Personal information
- Born: May 27, 1987 (age 39) Belgrade, SFR Yugoslavia
- Listed height: 2.10 m (6 ft 11 in)
- Listed weight: 109 kg (240 lb)

Career information
- NBA draft: 2009: undrafted
- Playing career: 2004–present
- Position: Power forward / center

Career history
- 2004–2005: Avala Ada
- 2005–2006: Atlas
- 2006–2007: Vienna
- 2007–2010: Arkadia Traiskirchen Lions
- 2010: FMP
- 2010–2011: OKK Beograd
- 2011–2013: Vojvodina Srbijagas
- 2013–2014: CSU Asesoft Ploiești
- 2016–2017: Karpoš Sokoli
- 2017–2018: Steaua București
- 2018–2021: CSM Oradea
- 2021–2022: Lions de Genève
- 2022–2023: BCM U Pitești
- 2023: CSKA Sofia
- 2023–2024: New Taipei CTBC DEA
- 2025: Club Malvin
- 2025: Halcones de Xalapa

Career highlights
- Macedonian Cup winner (2017); Romanian League winner (2014,2020); Romanian Basketball Supercup winner (2020);

= Dragan Zeković =

Serbian-Montenegrin basketball player

Dragan Zeković (born May 27, 1987) is a Serbia-born Montenegrin professional basketball player.

==Professional career==
He began his professional career with Belgrade clubs Avala Ada and Atlas. From 2006 to 2010 he played in Austrian Basketball Bundesliga, first with Vienna and then with Arkadia Traiskirchen Lions. In April 2010 he signed with FMP Železnik. He stayed there till December 2010 when he signed with OKK Beograd till the end of the season. Next two seasons he spent with Vojvodina Srbijagas. In August 2013, he signed with CSU Asesoft Ploiești in Romania. For the 2016–17 season he moved to Karpoš Sokoli. In July 2017, he signed with Steaua București.

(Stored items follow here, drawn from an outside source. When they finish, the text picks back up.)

PR #27606, opened 2026-07-27
feat: make token cap on task model generations configurable

### LINKED ISSUE #27604: issue: Context compaction stores truncated reasoning as the chat summary
### Check Existing Issues

### Installation Method

Docker

### Open WebUI Version

v0.11.0

_No response_

### Operating System

Ubuntu Server 24.04

### Browser (if applicable)

Firefox 153.0, Safari on iOS

### Confirmation

### Expected Behavior

Compaction works correctly with reasoning models.

### Actual Behavior

Tokens generated by reasoning count against `max_tokens`, which is statically assigned at `1000`. This causes generation to stop prematurely, and the resulting compacted context is subpar.

### Steps to Reproduce

1. Compact a conversation
2. Review LLM output upstream.

### Logs & Screenshots

LLM API log from a compaction attempt:
```
{
  "choices": [
    {
      "finish_reason": "length",
      "index": 0,
      "message": {
        "role": "assistant",
        "content": "",
        "reasoning_content": "Here's a thinking process:\n\n1.  **Analyze User Input:**\n   - **Task:** Summarize conversation history to be compacted.\n   - **Instructions:** Preserve key decisions, preferences, constraints, files/artifacts/tools/code, current task state, unresolved questions, next steps. Be factual, specific, concise but complete. Do not invent details.\n   - **Previous Summary:** Empty (start from scratch).\n   - **Messages Being Compacted:** \n [SHORTED FOR BREVITY] . It outlined"
      }
    }
  ],
  "created": 1785163037,
  "model": "/models/Qwen3.6-35B-A3B-Q8_0.gguf",
  "system_fingerprint": "b10137-d2a818231",
  "object": "chat.completion",
  "usage": {
    "completion_tokens": 1000,
    "prompt_tokens": 2098,
    "total_tokens": 3098,
    "prompt_tokens_details": {
      "cached_tokens": 0
    }
  },
  "id": "chatcmpl-yVdQojph0YjjiIhic0w2NNSpquK36vCE",
  "timings": {
    "cache_n": 0,
    "prompt_n": 2098,
    "prompt_ms": 2776.249,
    "prompt_per_token_ms": 1.3232836034318398,
    "prompt_per_second": 755.6959047981649,
    "predicted_n": 1000,
    "predicted_ms": 22903.35,
    "predicted_per_token_ms": 22.90335,
    "predicted_per_second": 43.661735073690096
  }
}
```

Viewing the `contextSummary` for the chat via API:
```
          "contextSummary": "Here's a thinking process:\n\n1.  **Analyze User Input:**\n   - **Task:** Summarize conversation history to be compacted.\n   - **Instructions:** Preserve key decisions, preferences, constraints, files/artifacts/tools/code, current task state, unresolved questions, next steps. Be factual, specific, concise but complete. Do not invent details.\n   - **Previous Summary:** Empty (start from scratch).\n   - **Messages Being Compacted:** \n     [SHORTED FOR BREVITY] It outlined"

```

### Additional Information

The current behavior of utilizing truncated reasoning responses, and arguably truncated content responses, is flawed in both execution and methodology. Truncated responses fail silently to the user, and provide incomplete or potentially inaccurate context for the conversation, depending on where the response truncated. Furthermore, having `max_tokens` set to 1000 without a way to change it in the GUI and/or environment variables is not ideal, as this threshold is too low in this age of reasoning models which can exceed 4k tokens on reasoning alone.

For a fix, I am proposing the following:
- Add a configurable max output limit for compaction summaries, in Admin Panel > Interface > Chat, and send that value in place of the current literal. This alone resolves the reported behavior on every backend, since the value `_generate_summary` sets is the one that reaches the model. One note on approach: the existing read at `context_compaction.py:397` cannot be repaired in place as an alternative, because it reads `info.params` from `app.state.MODELS`, and `params` is deliberately stripped there in `utils/models.py:180` and `:223` to avoid exposing the system prompt to clients. The new setting should be read from config directly rather than routed through that lookup. See the footnote for why compaction is reading model params at all.
- Discard compaction responses with `"finish_reason": "length"`, whether or not `"content"` is empty.
- Remove the `reasoning_content` fallback at `context_compaction.py:442`. Reasoning text is not a summary, and accepting it is what makes this failure silent rather than visible.
- Surface the failure. `compact_messages_for_request` already raises and `middleware.py:2375` catches it and continues with full chat history, which is a reasonable outcome. `compact_chat_branch` has no equivalent guard, so the manual `/compact` endpoint currently returns a 500.

**Footnote on a permanent fix:** as noted above, the first item is a targeted fix. The underlying cause is that there is no shared way to resolve a model's parameters, so each caller reaches for a different source and the effective limit ends up depending on which backend serves the model.

The correct merge already exists, in `main.py:1086-1097`: global defaults from `models.default_params` (Admin Panel > Settings > Models > Model Defaults) as the base, the model's own row on top, request params on top of that. But it is inline in `chat_completion`, so the resolved values never leave that handler. `_generate_summary` calls `generate_chat_completion` in `utils/chat.py` directly and never enters it, so neither the global defaults nor chat Advanced Params apply to a compaction request.

Per-model params from the `model` table do reach the request, through the router, but what happens next differs per backend:

- OpenAI-compatible, not `api.openai.com`: the rename at `routers/openai.py:1267-1270` overwrites the model's value with the task value.
- `api.openai.com`, non-reasoning model: `:1272` deletes `max_tokens`, so the task value wins again.
- `api.openai.com`, reasoning model: `:139-142` overwrites in the opposite direction, and the model's value wins.
- Ollama: `payload.py:324-326` writes the task value to `num_predict` at the payload root, where it is not read; the model's value survives in `options` and wins.

`routers/tasks.py:157` carries the identical dead lookup for title generation, which suggests this is a pattern rather than a one-off.

A durable fix would be a small extraction rather than a redesign: move the merge in `main.py:1086-1097` into a shared helper, have `chat_completion` call it, and have the task paths call it too. Parameter resolution then has one precedence order and one source, and the per-backend divergence above becomes the only remaining variable.

Classic298:
Fixes #27604

> [!NOTE]

### DIFF
--- a/backend/open_webui/config.py
+++ b/backend/open_webui/config.py
@@ -2157,6 +2157,9 @@ TASK_MODEL = os.getenv('TASK_MODEL', '')
 
 TASK_MODEL_EXTERNAL = os.getenv('TASK_MODEL_EXTERNAL', '')
 
+_TASK_MODEL_MAX_TOKENS = os.getenv('TASK_MODEL_MAX_TOKENS')
+TASK_MODEL_MAX_TOKENS = int(_TASK_MODEL_MAX_TOKENS) if _TASK_MODEL_MAX_TOKENS else None
+
 CONTEXT_COMPACTION_MODEL = os.getenv('CONTEXT_COMPACTION_MODEL', '')
 
 ENABLE_CONTEXT_COMPACTION = os.getenv('ENABLE_CONTEXT_COMPACTION', 'False').lower() == 'true'
@@ -3085,6 +3088,7 @@ DEFAULT_CONFIG = {
     'auth.admin.email': ADMIN_EMAIL,
     'task.model.default': TASK_MODEL,
     'task.model.external': TASK_MODEL_EXTERNAL,
+    'task.model.max_tokens': TASK_MODEL_MAX_TOKENS,
     'chat.context_compaction.model': CONTEXT_COMPACTION_MODEL,
     'chat.context_compaction.enable': ENABLE_CONTEXT_COMPACTION,
     'chat.context_compaction.token_threshold': CONTEXT_COMPACTION_TOKEN_THRESHOLD,
--- a/backend/open_webui/routers/tasks.py
+++ b/backend/open_webui/routers/tasks.py
@@ -25,6 +25,7 @@ from open_webui.utils.task import (
     emoji_generation_template,
     follow_up_generation_template,
     get_task_model_id,
+    get_task_model_max_tokens_payload,
     image_prompt_generation_template,
     moa_response_generation_template,
     query_generation_template,
@@ -40,6 +41,7 @@ router = APIRouter()
 TASK_CONFIG_KEYS = {
     'TASK_MODEL': 'task.model.default',
     'TASK_MODEL_EXTERNAL': 'task.model.external',
+    'TASK_MODEL_MAX_TOKENS': 'task.model.max_tokens',
     'TITLE_GENERATION_PROMPT_TEMPLATE': 'task.title.prompt_template',
     'IMAGE_PROMPT_GENERATION_PROMPT_TEMPLATE': 'task.image.prompt_template',
     'ENABLE_AUTOCOMPLETE_GENERATION': 'task.autocomplete.enable',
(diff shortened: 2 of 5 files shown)


tjbck:
f0bfcd40976dfb1e1876f86b39d6a659d894d15e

He spent half of the 2022–23 season in CSKA Sofia, reaching the final of the National Cup with the Bulgarian club and finishing third in the Bulgarian Championship.

On August 25, 2023, Zeković signed with New Taipei CTBC DEA of the T1 League. On August 10, 2024, New Taipei CTBC DEA announced that Zeković left the team.

==Personal life==
He is married with Serbian model and former beauty queen Anja Šaranović.